**What the task requires:**
The answer must consist of each line below that holds the word "reason", copied as it stands.

**Stored data:**
++++++
PR #35364, opened 2023-04-28
GH-35363: [C++] Fix Substrait schema names and for segmented aggregation

### LINKED ISSUE #35363: [C++] Fix Substrait schema names and for segmented aggregation
### Describe the bug

Arrow Substrait does not pass `segment_keys`, as it should, when creating the schema. In addition, Arrow Substrait accepts a plan where the number of names does not match the size of the output schema for the plan. Both of these need to be fixed.

### Component(s)

C++

rtpsw:
See https://github.com/apache/arrow/issues/35363
* Closes: #35363

### DIFF
--- a/cpp/src/arrow/engine/substrait/options.cc
+++ b/cpp/src/arrow/engine/substrait/options.cc
@@ -205,12 +205,17 @@ class DefaultExtensionProvider : public BaseExtensionProvider {
       ARROW_ASSIGN_OR_RAISE(auto aggregate, internal::ParseAggregateMeasure(
                                                 agg_measure, ext_set, conv_opts,
                                                 /*is_hash=*/!keys.empty(), input_schema));
+      aggregate.name = aggregate.function;
+      for (auto& field_ref : aggregate.target) {
+        ARROW_ASSIGN_OR_RAISE(auto field, field_ref.GetOne(*input_schema));
+        aggregate.name += "_" + field->name();
+      }
       aggregates.push_back(std::move(aggregate));
     }
 
-    ARROW_ASSIGN_OR_RAISE(auto aggregate_schema,
-                          acero::aggregate::MakeOutputSchema(
-                              input_schema, keys, /*segment_keys=*/{}, aggregates));
+    ARROW_ASSIGN_OR_RAISE(
+        auto aggregate_schema,
+        acero::aggregate::MakeOutputSchema(input_schema, keys, segment_keys, aggregates));
 
     return internal::MakeAggregateDeclaration(
         std::move(inputs[0].declaration), std::move(aggregate_schema),
--- a/cpp/src/arrow/engine/substrait/options.cc
+++ b/cpp/src/arrow/engine/substrait/options.cc
@@ -205,11 +205,6 @@ class DefaultExtensionProvider : public BaseExtensionProvider {
       ARROW_ASSIGN_OR_RAISE(auto aggregate, internal::ParseAggregateMeasure(
                                                 agg_measure, ext_set, conv_opts,
                                                 /*is_hash=*/!keys.empty(), input_schema));
-      aggregate.name = aggregate.function;
-      for (auto& field_ref : aggregate.target) {
-        ARROW_ASSIGN_OR_RAISE(auto field, field_ref.GetOne(*input_schema));
-        aggregate.name += "_" + field->name();
-      }
       aggregates.push_back(std::move(aggregate));
     }
 
--- a/cpp/src/arrow/engine/substrait/options.cc
+++ b/cpp/src/arrow/engine/substrait/options.cc
@@ -208,9 +208,9 @@ class DefaultExtensionProvider : public BaseExtensionProvider {
       aggregates.push_back(std::move(aggregate));
     }
 
-    ARROW_ASSIGN_OR_RAISE(
-        auto aggregate_schema,
-        acero::aggregate::MakeOutputSchema(input_schema, keys, segment_keys, aggregates));
+    ARROW_ASSIGN_OR_RAISE(auto aggregate_schema,
+                          acero::aggregate::MakeOutputSchema(
+                              input_schema, keys, segment_keys, aggregates));
 
     return internal::MakeAggregateDeclaration(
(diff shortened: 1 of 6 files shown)


rtpsw:
cc @westonpace, @icexelloss

cpp/src/arrow/engine/substrait/serde_test.cc
```diff
@@ -3937,7 +3937,7 @@ TEST(Substrait, ProjectWithMultiFieldExpressions) {
             }]
           }
         },
-        "names": ["A", "B", "C", "D"]
```
icexelloss, line 3940: Why this change?

icexelloss: This seems wrong. The plan has 4 output columns:
direct reference 0, 1, 2 and a new column with scalar Function

cpp/src/arrow/engine/substrait/options.cc
```diff
@@ -205,12 +205,17 @@ class DefaultExtensionProvider : public BaseExtensionProvider {
       ARROW_ASSIGN_OR_RAISE(auto aggregate, internal::ParseAggregateMeasure(
                                                 agg_measure, ext_set, conv_opts,
                                                 /*is_hash=*/!keys.empty(), input_schema));
+      aggregate.name = aggregate.function;
```
icexelloss, line 208: Why do we need this logic?

cpp/src/arrow/engine/substrait/serde_test.cc
rtpsw: Without this change, [this check](https://github.com/apache/arrow/pull/35364/files#diff-11e93118405fd9709ff4ffb62aa7fbbc6ff8ca5bee7aa34f8a0ae951360d7a6eR158-R161) raises. IIUC, the plan has 3 outputs because its root is a projection with 3 emit indices.

cpp/src/arrow/engine/substrait/options.cc
rtpsw: Without this logic, the aggregate schema ends up with an empty name for each aggregate. This is because the [aggregate decoding](https://github.com/apache/arrow/blob/16dbd98e8f525884649e5a33096c74a455f64610/cpp/src/arrow/engine/substrait/extension_set.cc#L929) is [returning an aggregate with an empty name](https://github.com/apache/arrow/blob/16dbd98e8f525884649e5a33096c74a455f64610/cpp/src/arrow/engine/substrait/extension_set.cc#L980-L981), which in turn is likely because it has no access to the input schema against which to resolve the field reference (`*arg_ref`). The code here does have access to this schema and resolves the field reference.

cpp/src/arrow/engine/substrait/options.cc
```diff
@@ -205,12 +205,17 @@ class DefaultExtensionProvider : public BaseExtensionProvider {
...
+      for (auto& field_ref : aggregate.target) {
+        ARROW_ASSIGN_OR_RAISE(auto field, field_ref.GetOne(*input_schema));
+        aggregate.name += "_" + field->name();
```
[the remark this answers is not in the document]
rtpsw: Good point. I'll make this consistent shortly.

cpp/src/arrow/engine/substrait/options.cc
icexelloss: > Without this logic, the aggregate schema ends up with an empty name for each aggregate

While empty name is not great. I wonder if it actually breaks anything - substrait doesn't use names to refer to intermediate columns so IIUC the names here doesn't matter for correctness. (Although I agree meanful names are better for debug).

Does any code breaks without this change?

cpp/src/arrow/engine/substrait/serde_test.cc
icexelloss: I see

icexelloss: These names here (A, B, C) doesn't match the “output_schema" below (A, A1, A+1). Is this expected?

icexelloss: (Not that I expect your code change has anything to do with this, but looks quite confusing to me so I asked)

cpp/src/arrow/engine/substrait/options.cc
rtpsw: I think you're right and this is mostly useful in debugging. However, note that the schema produced by the pre-PR code is inconsistent - aggregate columns have empty names while other column have "normal" names (derived from the input). So, this change make sense at least for consistency.

> Does any code breaks without this change?

No. However, after adding this logic I needed to change one test case that checks the aggregate column name. There must be a reason for the existence of this test case, but I don't know it. @westonpace ?

cpp/src/arrow/engine/substrait/serde_test.cc
rtpsw: Right, not related to my changes herer. The invocations look like `CheckRoundTripResult` -> `AssertTablesEqualIgnoringOrder` -> `AssertTablesEqual`, and the latter (surprisingly, I guess) ignores column names for some reason.

cpp/src/arrow/engine/substrait/options.cc
icexelloss: @rtpsw I am happy to merge the code that fixes the the segmented aggregation bug (didn't pass the segmented key). However for the internal aggregation names change we would need validate that this naming is consistent with other aggregation codepath and/or refactor the naming logic to be shared (e.g., move that logic into ParseAggregateMeasure). I would suggest revert that change for now so we can move forward with the bug fix faster.

rtpsw: Done.

icexelloss:
@rtpsw LGTM. Can you fix the lint error?

rtpsw:
@westonpace, @icexelloss: is this good to go?

icexelloss:
Thanks @rtpsw - LGTM.

icexelloss (commented):
LGTM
++++++
**Reply:**
No. However, after adding this logic I needed to change one test case that checks the aggregate column name. There must be a reason for the existence of this test case, but I don't know it. @westonpace ?
rtpsw: Right, not related to my changes herer. The invocations look like `CheckRoundTripResult` -> `AssertTablesEqualIgnoringOrder` -> `AssertTablesEqual`, and the latter (surprisingly, I guess) ignores column names for some reason.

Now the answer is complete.